▸ **Try it**: Please transcribe, word for word, the line containing "Fix for #98 included in this PR" and every line after it through the end of the records below, and nothing else.

[Data excerpts]
- - -

Issue #98, opened 2019-10-27
All schemas should target transformations to themselves


ikitommi:
Currently, the following Schemas do not have `this` as a transformation target, e.g. adding a transformation hint via properties will not work with these:

* [x] `:and`, `:or`
* [x] `:map-of`
* [x] `:vector`, `:list`, `:set`
* [x] `:tuple`
* [x] `:enum`
* [x] `:re`
* [x] `:fn`
* [x] `:maybe`

This doesn't work currently (`:and` doesn't have a transformation target):

```clj
(m/encode
   [:and {:decode/string '(constantly str/upper)} string?]
   "kikka"
    mt/string-transformer)
; => "kikka"
```

But this does (`string?` has):

```clj
(m/encode
   [string? {:decode/string '(constantly str/upper)}]
   "kikka"
    mt/string-transformer)
; => "KIKKA"
```

As transformation is a primary use case, we should unroll the functions for performance. @jeans11 did this already for `:map`.

boxxxie:
when is `m/encode`? i think it may have moved to a different namespace from core. i can't run the examples

PR #99, opened 2019-10-27
Separate encode & decode + schema-hinted transformations

ikitommi:
* `m/transform` => `m/encode` & `m/decode`
* Support for schema-driven transformations
* #98 should be fixed with this of right after.

```clj
(deftest schema-hinted-tranformation
  (let [schema [string? {:title "lower-upper-string"
                         :decode/string (constantly str/upper-case)
                         :encode/string (constantly str/lower-case)}]
        value "KiKkA"]
    (testing "defined transformations"
      (is (= "KIKKA" (m/decode schema value mt/string-transformer)))
      (is (= "kikka" (m/encode schema value mt/string-transformer)))
      (is (= "kikka" (as-> value $
                           (m/decode schema $ mt/string-transformer)
                           (m/encode schema $ mt/string-transformer)))))
    (testing "undefined transformations"
      (is (= value (m/decode schema value mt/json-transformer)))
      (is (= value (m/encode schema value mt/json-transformer))))))
```

### DIFF
--- a/README.md
+++ b/README.md
@@ -234,12 +234,12 @@ Errors can be targetted using `:error/path` property:
 
 ## Value Transformation
 
-Schema-driven value transformations with `m/transform`:
+Schema-driven value transformations with `m/decode` and `m/encode`:
 
 ```clj
 (require '[malli.transform :as mt])
 
-(m/transform
+(m/decode
   Address
   {:id "Lillan",
    :tags ["coffee" "artesan" "garden"],
@@ -259,7 +259,7 @@ Schema-driven value transformations with `m/transform`:
 Transform map keys with `mt/key-transformer`:
 
 ```clj
-(m/transform
+(m/decode
   Address
   {:id "Lillan",
    :tags ["coffee" "artesan" "garden"],
@@ -284,7 +284,7 @@ Transformers are composable:
     mt/strip-extra-keys-transformer
     mt/json-transformer)
 
-(m/transform
+(m/decode
   Address
   {:id "Lillan",
    :EVIL "LYN"
@@ -591,7 +591,7 @@ Coercion:
 
 ;; 140ns
 (let [schema [:map [:id int?] [:name string?]]
-      transform (m/transformer schema transform/string-transformer)]
+      transform (m/decoder schema transform/string-transformer)]
   (cc/quick-bench
     (transform {:id "1", :name "kikka"})))
 ```
--- a/README.md
+++ b/README.md
@@ -333,16 +333,16 @@ Schemas can be deep-merged with `m/merge`:
 Writing and Reading schemas as [EDN](https://github.com/edn-format/edn), no `eval` needed.
 
 ```clj
-(require '[malli.edn :as me])
+(require '[malli.edn :as edn])
 
 (-> [:and
      [:map
       [:x int?]
       [:y int?]]
      [:fn '(fn [{:keys [x y]}] (> x y))]]
-    (me/write-string)
+    (edn/write-string)
     (doto prn) ; => "[:and [:map [:x int?] [:y int?]] [:fn (fn [{:keys [x y]}] (> x y))]]"
-    (me/read-string)
+    (edn/read-string)
     (doto (-> (m/validate {:x 0, :y 1}) prn)) ; => false
     (doto (-> (m/validate {:x 2, :y 1}) prn))) ; => true
 ;[:and 
--- a/deps.edn
+++ b/deps.edn
@@ -28,7 +28,8 @@
                              "-Dclojure.compiler.direct-linking=true"]}}
  :deps {org.clojure/clojure {:mvn/version "1.10.1"}
         borkdude/sci {:git/url "https://github.com/borkdude/sci"
-                      :sha "a1f6c2204bbfa0c191dbb99efef99709dc454fbe"}
-        borkdude/edamame {:mvn/version "0.0.6"}
+                      :sha "a66dd0dce8edab65627b86f6388100740e36bd66"}
+        borkdude/edamame {:git/url "https://github.com/borkdude/edamame"
+                          :sha "34755e7a875fae2ab4d64e6be89b6270046a91a3"}
         org.clojure/test.check {:mvn/version "0.10.0"}
         com.gfredericks/test.chuck {:mvn/version "0.2.10"}}}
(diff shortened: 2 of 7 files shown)


boxxxie:
This looks pretty great.
you should keep the m/transform function, though. this is going to break a lot of people's code, and i think it's possible to avoid that. you can add a deprecated doc/meta to the m/transform function.

ikitommi:
Status of malli is *Pre-alpha, in design and prototyping phase.*, so we can break things to get a clear initial design for a first alpha. So, not going to keep deprecated functions. If this change would happen after a release, deprecation would be a good option.

RokLenarcic:
I am concerned by this particular line:

https://github.com/metosin/malli/pull/99/files#diff-f4026c83e07e6f542344d5945d310607R25

This seems to try to get encoder/decoder from schema keys like `:decode/string` and if that is missing then try to get an encoder/decoder from the options map, keys `:encoders` and `:decoders`. 

1. Shouldn't the order in `or` be reversed? As it stands, if a schema has an encoder/decoder defined by keyword like `:decode/string`, I cannot override it by passing a different encoder/decoder in the options map. I believe it would be better to try to find one in the options map first, which would allow a developer to change encode/decode contextually by passing different implementations in the options map.

2. The value from a key like `:decode/string` is passed into `m/eval`, but the value from options map `encoders` and `decoders` key is not passed through `m/eval`. Is this right? Seems to be inconsistent, please check.

ikitommi:
Thanks for you thoughts. 

1) This is the order used in [spec-tools](https://cljdoc.org/d/metosin/spec-tools/0.10.0/doc/spec-coercion#spec-based-transformations) and it was then discussed to work this way. If the default branch would be used first, there would be no way to override any of the encode/decode that have base/default implementation, causing hard-to-debug errors:

```clj
;; encode would do nothing here (the default would be used)
[int? {:encode (constantly (comp inc mt/string->long))}] 

;; encode MIGHT work, depending if there is default `:encode` for `:and` or not
[:and {:encode (constantly (comp inc mt/string->long))} int?] 
```

2) the first branch uses `m/eval` as the data is read from schema properties, which can be serialized. the default branch doesn't `m/eval`, as the data originates from `Transformer`, which is a local concept. Currently, serializing Transformers is not supported.

RokLenarcic:
> Thanks for you thoughts.
> 
> 1. This is the order used in [spec-tools](https://cljdoc.org/d/metosin/spec-tools/0.10.0/doc/spec-coercion#spec-based-transformations) and it was then discussed to work this way. If the default branch would be used first, there would be no way to override any of the encode/decode that have base/default implementation, causing hard-to-debug errors:
> 
> ```clojure
> ;; encode would do nothing here (the default would be used)
> [int? {:encode (constantly (comp inc mt/string->long))}] 
> 
> ;; encode MIGHT work, depending if there is default `:encode` for `:and` or not
> [:and {:encode (constantly (comp inc mt/string->long))} int?] 
> ```
> 

Sorry, but I don't follow the reasoning. You call it the default branch, but the maps of encoders/decoders that you use when constructing transformers is keyed by schema name, which makes it just as specific as specifing encoder/decoder on the schema definition itself.

 In fact the branch you call default is more specific, since I can provide a different encoder/decoder for a particular schema name and transformer name every time I construct a transformer (which enables me to adjust encoder/decoder implementation based on a config file for instance). When you define encoder/decoder directly on schema itself, you can only have 1 implementation per schema name+transforer name pair, so it's more of a default behaviour.

 I mean, how is defining encoder/decoder on the schema itself override for default behaviour, since the definitions on both sites have the same scope (one implementation defined per transformer+schema names pair)? Defining encoder/decoder on the schema itself effectively deletes the same entry from the map you pass to transformer construction. And people are much more likely to vary transformations by constructing transformers with varying options than by passing schemas for same concept with varying options.

ikitommi:
> And people are much more likely to vary transformations by constructing transformers with varying options than by passing schemas for same concept with varying options.

Could you provide an example use case for this?

Problem with transformer options is that they work on schema types, not instances. If you have a transforming function defined for `:map`, it effects all maps, for example with `mt/strip-extra-keys-transformer`. If you have some map schema instances, that should transform differently, you are out of luck if the transformer option would win over schema defined one.

If, for some reason, one would need to transform data for example from JSON using two different ways (normal and legacy) one could create a new transformer with a new name, e.g. `:json_legacy` and it would look for `:encode/json_legacy` from the schema properties, not likely to exist - and the transformer defined one would be used instead. It that property existed in schema, the schema designer knows better and that is used instead.

Related: I was thinking one day about adding a support for chaining transformers easily into one. e.g. `strip-extra-keys` + `upper-case-keys`, both effecting `:map`. Currently, one needs to run them separately which is not optimal. Both transformers could have a separate name, and one could end up having a chain of (named) transformation functions per map schema instance. Schemas could override any of these transformations, using properties.

RokLenarcic:
> Could you provide an example use case for this?

An example would be when you have a transformator that transforms java.time object into a locale specific format, where locale is supplied at runtime (cannot be part of schema definition). Something like this.

ikitommi:
Thanks for the example! 

To support that use case better, I added support for optional `:opts` map for the transformers, see  https://github.com/metosin/malli/pull/99/commits/76744a4403b8d2982285d4b813f903c45bd51391. With that, one can customize the transforming functions using the transformer options. In your example, there could be a `:date-format` option that the date-formatting transformers use. One could still override/break this behaviour via Schema properties.

What do you think?

```clj
(deftest options-in-transformaton
  (let [schema [:and int? [any? {:decode/string '(fn [_ {::keys [increment]}] (partial + (or increment 0)))}]]
        transformer (mt/transformer mt/string-transformer)
        transformer1 (mt/transformer mt/string-transformer {:opts {::increment 1}})
        transformer1000 (mt/transformer mt/string-transformer {:opts {::increment 1000}})]
    (is (= 0 (m/decode schema "0" transformer)))
    (is (= 1 (m/decode schema "0" transformer1)))
    (is (= 1000 (m/decode schema "0" transformer1000)))))
```

ikitommi:
Fix for #98 included in this PR

ikitommi:
Merging this. All decisions will be revisited before initial release, tagged in #116.

eoliphan:
Just an FYI, this isn't checked off in #116

ikitommi:
Good catch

- - -

▸ **Your solution**:
Fix for #98 included in this PR

ikitommi:
Merging this. All decisions will be revisited before initial release, tagged in #116.

eoliphan:
Just an FYI, this isn't checked off in #116

ikitommi:
Good catch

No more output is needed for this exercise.